## Stored data entries

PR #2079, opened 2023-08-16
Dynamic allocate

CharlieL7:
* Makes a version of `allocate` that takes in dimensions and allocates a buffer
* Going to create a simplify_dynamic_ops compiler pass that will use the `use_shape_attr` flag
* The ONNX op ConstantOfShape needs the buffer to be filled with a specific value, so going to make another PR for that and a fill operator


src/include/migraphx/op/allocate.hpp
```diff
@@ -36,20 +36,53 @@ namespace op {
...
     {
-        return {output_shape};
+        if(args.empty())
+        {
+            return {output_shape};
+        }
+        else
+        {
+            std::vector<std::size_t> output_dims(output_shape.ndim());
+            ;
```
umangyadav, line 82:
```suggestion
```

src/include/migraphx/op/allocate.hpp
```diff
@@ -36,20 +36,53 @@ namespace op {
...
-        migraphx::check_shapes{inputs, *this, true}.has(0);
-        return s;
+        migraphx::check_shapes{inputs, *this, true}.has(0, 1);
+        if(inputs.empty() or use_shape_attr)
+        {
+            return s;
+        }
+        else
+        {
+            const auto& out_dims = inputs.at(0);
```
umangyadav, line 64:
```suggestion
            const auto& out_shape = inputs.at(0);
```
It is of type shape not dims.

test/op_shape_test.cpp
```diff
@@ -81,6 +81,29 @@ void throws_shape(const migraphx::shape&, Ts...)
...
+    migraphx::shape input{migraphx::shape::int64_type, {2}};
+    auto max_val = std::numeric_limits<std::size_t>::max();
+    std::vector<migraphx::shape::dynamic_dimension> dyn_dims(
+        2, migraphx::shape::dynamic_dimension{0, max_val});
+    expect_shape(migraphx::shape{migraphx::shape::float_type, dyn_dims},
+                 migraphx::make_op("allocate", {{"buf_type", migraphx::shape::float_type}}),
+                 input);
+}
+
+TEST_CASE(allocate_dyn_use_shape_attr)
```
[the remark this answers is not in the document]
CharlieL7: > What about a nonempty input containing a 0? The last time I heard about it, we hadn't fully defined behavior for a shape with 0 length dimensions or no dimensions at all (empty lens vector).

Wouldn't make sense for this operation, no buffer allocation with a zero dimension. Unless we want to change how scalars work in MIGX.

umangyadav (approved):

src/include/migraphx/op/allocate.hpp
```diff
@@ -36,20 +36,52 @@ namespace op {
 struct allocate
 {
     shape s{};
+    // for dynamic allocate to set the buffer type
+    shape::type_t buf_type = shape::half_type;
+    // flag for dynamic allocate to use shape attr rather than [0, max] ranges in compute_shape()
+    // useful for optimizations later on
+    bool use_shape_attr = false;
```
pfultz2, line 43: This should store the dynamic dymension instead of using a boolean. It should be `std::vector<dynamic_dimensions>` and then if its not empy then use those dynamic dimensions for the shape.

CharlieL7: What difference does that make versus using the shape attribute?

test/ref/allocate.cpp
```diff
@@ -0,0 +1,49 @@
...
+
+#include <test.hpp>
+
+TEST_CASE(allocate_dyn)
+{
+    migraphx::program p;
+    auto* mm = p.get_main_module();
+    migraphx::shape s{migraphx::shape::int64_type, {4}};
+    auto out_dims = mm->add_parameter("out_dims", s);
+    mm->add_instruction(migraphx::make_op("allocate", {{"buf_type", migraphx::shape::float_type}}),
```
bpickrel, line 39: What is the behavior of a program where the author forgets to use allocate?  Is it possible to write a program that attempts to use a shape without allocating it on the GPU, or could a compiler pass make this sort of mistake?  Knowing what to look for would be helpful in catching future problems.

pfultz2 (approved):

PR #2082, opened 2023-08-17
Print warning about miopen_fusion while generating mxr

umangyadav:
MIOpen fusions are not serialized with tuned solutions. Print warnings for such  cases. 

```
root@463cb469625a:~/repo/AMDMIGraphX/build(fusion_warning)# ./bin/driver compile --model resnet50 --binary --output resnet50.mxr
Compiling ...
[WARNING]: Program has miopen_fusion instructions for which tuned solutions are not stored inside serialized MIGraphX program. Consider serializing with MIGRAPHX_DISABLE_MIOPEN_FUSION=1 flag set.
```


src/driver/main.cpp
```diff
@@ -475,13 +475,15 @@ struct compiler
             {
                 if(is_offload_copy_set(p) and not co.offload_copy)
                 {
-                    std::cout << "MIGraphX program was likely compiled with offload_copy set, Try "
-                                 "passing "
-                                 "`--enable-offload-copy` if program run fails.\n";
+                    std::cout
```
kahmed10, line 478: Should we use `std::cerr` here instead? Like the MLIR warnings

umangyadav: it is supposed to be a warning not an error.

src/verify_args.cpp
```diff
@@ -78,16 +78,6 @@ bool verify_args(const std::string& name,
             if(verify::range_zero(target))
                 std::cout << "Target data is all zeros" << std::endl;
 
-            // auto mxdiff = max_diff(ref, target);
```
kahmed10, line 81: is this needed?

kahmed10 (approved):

## Exercise aim
The reply must present every entry, transcribed with its exact wording.

## Solution for this exercise
PR #2079, opened 2023-08-16
Dynamic allocate

CharlieL7:
* Makes a version of `allocate` that takes in dimensions and allocates a buffer
* Going to create a simplify_dynamic_ops compiler pass that will use the `use_shape_attr` flag
* The ONNX op ConstantOfShape needs the buffer to be filled with a specific value, so going to make another PR for that and a fill operator


src/include/migraphx/op/allocate.hpp
```diff
@@ -36,20 +36,53 @@ namespace op {
...
     {
-        return {output_shape};
+        if(args.empty())
+        {
+            return {output_shape};
+        }
+        else
+        {
+            std::vector<std::size_t> output_dims(output_shape.ndim());
+            ;
```
umangyadav, line 82:
```suggestion
```

src/include/migraphx/op/allocate.hpp
```diff
@@ -36,20 +36,53 @@ namespace op {
...
-        migraphx::check_shapes{inputs, *this, true}.has(0);
-        return s;
+        migraphx::check_shapes{inputs, *this, true}.has(0, 1);
+        if(inputs.empty() or use_shape_attr)
+        {
+            return s;
+        }
+        else
+        {
+            const auto& out_dims = inputs.at(0);
```
umangyadav, line 64:
```suggestion
            const auto& out_shape = inputs.at(0);
```
It is of type shape not dims.

test/op_shape_test.cpp
```diff
@@ -81,6 +81,29 @@ void throws_shape(const migraphx::shape&, Ts...)
...
+    migraphx::shape input{migraphx::shape::int64_type, {2}};
+    auto max_val = std::numeric_limits<std::size_t>::max();
+    std::vector<migraphx::shape::dynamic_dimension> dyn_dims(
+        2, migraphx::shape::dynamic_dimension{0, max_val});
+    expect_shape(migraphx::shape{migraphx::shape::float_type, dyn_dims},
+                 migraphx::make_op("allocate", {{"buf_type", migraphx::shape::float_type}}),
+                 input);
+}
+
+TEST_CASE(allocate_dyn_use_shape_attr)
```
[the remark this answers is not in the document]
CharlieL7: > What about a nonempty input containing a 0? The last time I heard about it, we hadn't fully defined behavior for a shape with 0 length dimensions or no dimensions at all (empty lens vector).

Wouldn't make sense for this operation, no buffer allocation with a zero dimension. Unless we want to change how scalars work in MIGX.

umangyadav (approved):

src/include/migraphx/op/allocate.hpp
```diff
@@ -36,20 +36,52 @@ namespace op {
 struct allocate
 {
     shape s{};
+    // for dynamic allocate to set the buffer type
+    shape::type_t buf_type = shape::half_type;
+    // flag for dynamic allocate to use shape attr rather than [0, max] ranges in compute_shape()
+    // useful for optimizations later on
+    bool use_shape_attr = false;
```
pfultz2, line 43: This should store the dynamic dymension instead of using a boolean. It should be `std::vector<dynamic_dimensions>` and then if its not empy then use those dynamic dimensions for the shape.

CharlieL7: What difference does that make versus using the shape attribute?

test/ref/allocate.cpp
```diff
@@ -0,0 +1,49 @@
...
+
+#include <test.hpp>
+
+TEST_CASE(allocate_dyn)
+{
+    migraphx::program p;
+    auto* mm = p.get_main_module();
+    migraphx::shape s{migraphx::shape::int64_type, {4}};
+    auto out_dims = mm->add_parameter("out_dims", s);
+    mm->add_instruction(migraphx::make_op("allocate", {{"buf_type", migraphx::shape::float_type}}),
```
bpickrel, line 39: What is the behavior of a program where the author forgets to use allocate?  Is it possible to write a program that attempts to use a shape without allocating it on the GPU, or could a compiler pass make this sort of mistake?  Knowing what to look for would be helpful in catching future problems.

pfultz2 (approved):

PR #2082, opened 2023-08-17
Print warning about miopen_fusion while generating mxr

umangyadav:
MIOpen fusions are not serialized with tuned solutions. Print warnings for such  cases. 

```
root@463cb469625a:~/repo/AMDMIGraphX/build(fusion_warning)# ./bin/driver compile --model resnet50 --binary --output resnet50.mxr
Compiling ...
[WARNING]: Program has miopen_fusion instructions for which tuned solutions are not stored inside serialized MIGraphX program. Consider serializing with MIGRAPHX_DISABLE_MIOPEN_FUSION=1 flag set.
```


src/driver/main.cpp
```diff
@@ -475,13 +475,15 @@ struct compiler
             {
                 if(is_offload_copy_set(p) and not co.offload_copy)
                 {
-                    std::cout << "MIGraphX program was likely compiled with offload_copy set, Try "
-                                 "passing "
-                                 "`--enable-offload-copy` if program run fails.\n";
+                    std::cout
```
kahmed10, line 478: Should we use `std::cerr` here instead? Like the MLIR warnings

umangyadav: it is supposed to be a warning not an error.

src/verify_args.cpp
```diff
@@ -78,16 +78,6 @@ bool verify_args(const std::string& name,
             if(verify::range_zero(target))
                 std::cout << "Target data is all zeros" << std::endl;
 
-            // auto mxdiff = max_diff(ref, target);
```
kahmed10, line 81: is this needed?

kahmed10 (approved):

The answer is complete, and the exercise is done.